ArchitectureLOG_016///NOV 17, 2025///8 min READ

The Meta-MCP Architecture: Reducing Token Usage by 97%

We moved from monolithic agent prompts to a decentralized tool orchestration engine. Here is the technical breakdown of how we achieved massive parallelization and cost reduction.

Danial Hasan
Chief Architect @ Squad

When we started building Squad, our "Director" agent was a monolith. It had a massive system prompt containing definitions for every tool in our ecosystem—Github, Slack, Jira, and our internal APIs.

The problem? Context pollution. Every time the Director needed to make a simple decision, it was burning 150k tokens just to remember how to use the Jira API. Latency was 10s+, and costs were astronomical.

We realized we didn't need a smarter model. We needed a better tool interface.

The "Code Execution" Pattern

Inspired by Anthropic's research, we shifted from "Text-Based Tool Calling" (where the LLM outputs JSON to be parsed) to "Code Execution" (where the LLM writes Python scripts).

Instead of giving the agent 500 tool definitions, we gave it one tool: a Python Workbench.

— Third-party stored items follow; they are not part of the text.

PR #732, opened 2021-08-12
added the blocks_walked counter from the prehistoric egg

doej1367:
This code adds blocks_walked counter to the item lore of the prehistoric egg including the amount of steps needed for the next rarity level.
grafik
grafik


src/constants/misc.js
```diff
@@ -165,6 +165,9 @@ module.exports = {
   // Number of kills required for each level of expertise
   expertise_kills_ladder: [50, 100, 250, 500, 1000, 2500, 5500, 10000, 15000],
 
+  // Number of kills required for each level of expertise
```
nstringham, line 168: This comment is not accurate

src/lib.js
```diff
@@ -574,6 +574,14 @@ async function getItems(base64, customTextures = false, packs, cacheOnly = false
...
     }
 
+    if (helper.hasPath(item, "tag", "ExtraAttributes", "blocks_walked")) {
+      let { blocks_walked } = item.tag.ExtraAttributes;
+
+      if (blocks_walked > 0) {
+        item.extra.blocks_walked = blocks_walked;
+      }
+    }
+
```
nstringham, line 584: Why do we need this section can't we just use the value from the tag when we need it later on instead of storing redundant information in extra

src/lib.js
```diff
@@ -662,6 +670,26 @@ async function getItems(base64, customTextures = false, packs, cacheOnly = false
...
+            itemLore.push(`§8MAXED OUT!`);
+          } else {
+            let toNextLevel = 0;
+            for (const e of constants.prehistoric_egg_blocks_walked_ladder) {
+              if (blocks_walked < e) {
+                toNextLevel = e - blocks_walked;
+                break;
+              }
+            }
+            itemLore.push(`§8${toNextLevel} steps to tier up!`);
```
nstringham, line 688: "steps to tier up" sounds weird why don't we just put one line like "blocks walked 789/1000" and let people do the subtraction in their head

nstringham (changes requested):

src/lib.js
doej1367: Is "walk x blocks to tier up" better? I wanna keep the calculating to the computer.

src/lib.js
dukio: It's the same way expertise kills are done (and other things too iirc)... shouldn't be too much of an issue.

Normally item.extra has a "parsed" version of item.tag.ExtraAttributes, but we usually just store everything there, even if no parsing is required.

dukio (approved):
lgtm didn't test

src/lib.js
doej1367: > storing redundant information in extra
how is "blocks_walked" redundant info? It's basically the same procedure like for the expertise_kills. If I delete the lines you are reffering to the added lore does not show at all... Couls you clarify what you mean by "why do we need this secion". If you mean what I think you do then we don't need the corresponding lines of code for the other tags - like expertise_kills, rarity_upgrades, etc. - either. But then the nice and tidy seperation between the information extraction and the lore creation gets broken up.

src/constants/misc.js
doej1367: thx fixed

src/lib.js
nstringham: > how is "blocks_walked" redundant info

It's redundant because it is already stored in tag so it doesn't really need to be stored in extra

However if it is the same as `expertise_kills` then it should be fine we can refactor it later but we should stay consistent by keeping similar systems codded similarly

dukio: Yeah how he did it it's consistent with current code 👍 

And yes it could use a refactor.... together with pretty much half of lib.js 😛

src/lib.js
nstringham: The more I think about it the more I think saying the remaining blocks is a good idea but "to tier up" still sounds kinda weird to me but I'm not sure what would be better

nstringham (approved):
There are some code decisions I don't like but I agree that we should keep it the same as expertise kills so this PR is good but I want to refactor this later

Didn't test

MartinNemi03 (approved):

MartinNemi03:
Went ahead and resolved a merge conflict from changes in #714 in order to merge this PR.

def execute_workbench(code: str):
  # 1. Sandbox the execution environment
  sandbox = create_isolated_env()
  
  # 2. Inject helper functions (Meta-Tools)
  sandbox.inject({
    'search_tools': search_registry,
    'call_tool': execute_mcp_tool,
    'create_receipt': sign_evidence
  })
  
  # 3. Run the agent's code
  return sandbox.run(code)

This shift was profound. The agent no longer needed to know the schema of every tool upfront. It could discover tools at runtime.

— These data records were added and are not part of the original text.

PR #755, opened 2021-08-23
Thread and Database Abstraction and Optimisation

nstringham:
Changes:
- only run app.js on non-master threads
- only run scripts on master thread
- only make one MongoDB instance per thread
- only make one Redis instance per thread
- allow redis URL to be configured and update Docs

closes #722 
closes #723

PR #761, opened 2021-08-24
ECMAScript Modules

nstringham:
#755 and #764 should be merged before this

This PR changes the server-side javascript files from CommonJS modules to ECMAScript modules.

CommonJS is a standard used by Node because Node was invented before es6.

Now that es6 is a thing we have ECMAScript in Node.

ECMAScript modules have a number of advantages from CommonJS modules including top level await and named exports.

in addition to switching to ECMAScript modules this PR also:
- creates a small wrapper around `credentials.json`
- requires file extensions for imports
- removes `init.js` and moves initialization code to `master.js`

Another key advantage is that Typescript IDEs like VScode can now see values inside of constants

before:
image

after:
image


nstringham:
As far as I can tell none of the CodeQL problems are actually caused by this PR

MartinNemi03 (approved):

PR #765, opened 2021-08-26
less `getPath`, `hasPath`, and `setPath`

nstringham:
in this PR I refactor code so that it doesn't use the `getPath`, `hasPath`, and `setPath` helper function I replace these with modern vanilla js future like optional chaining and the `in` operator.

the only remaining uses of these functions are the lines where an array is being exploded into the function

I did not modify `api.js` because it is outdated anyway


metalcupcake5 (approved):

MartinNemi03 (approved):
LGTM!

PR #781, opened 2021-09-01
cachebusting stats icons

dukio:
Just adding `?v2` to all stats icons for cache busting

Didn't test... I can't test, I don't have the old images in cache


nstringham (approved):
Looks good didn't test

MartinNemi03 (approved):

Lazy Loading the Tool Registry

We built "Meta-MCP"—a Model Context Protocol server that acts as a registry.

  • The Agent asks: "I need to check a PR status."
  • It calls search_tools("github pr").
  • Meta-MCP returns only the schemas for github.get_pr and github.list_prs.
  • The Agent writes code to call those specific tools.

This reduced our persistent context from 150k tokens to just 5k tokens. The agent only loads what it needs, when it needs it.

Architecture Diagram

DIRECTOR
AGENT
(5k Context)
PYTHON WORKBENCH
> search_tools()
> execute_code()
> emit_receipt()
Github MCP
Linear MCP
Postgres MCP
Fig 1. The Meta-MCP Discovery Loop

The Impact on Reliability

Beyond token savings, this architecture improved reliability. When an agent writes code to call a tool, it can handle errors programmatically.

If github.get_pr fails, the Python script can catch the exception and try a different search query—without needing a full LLM round-trip inference for the retry logic. The "Thought-Action" loop becomes a tight code execution loop.

"We treat Agent actions not as text generation, but as remote procedure calls with error handling."

What's Next

We are currently rolling out Meta-MCP v2, which includes "Recipe Caching." If the Director successfully plans a feature, we cache the Python script. Next time a similar request comes in, we skip the planning phase entirely and just execute the cached recipe.

This is how we achieve the "Squad Builds Squad" velocity.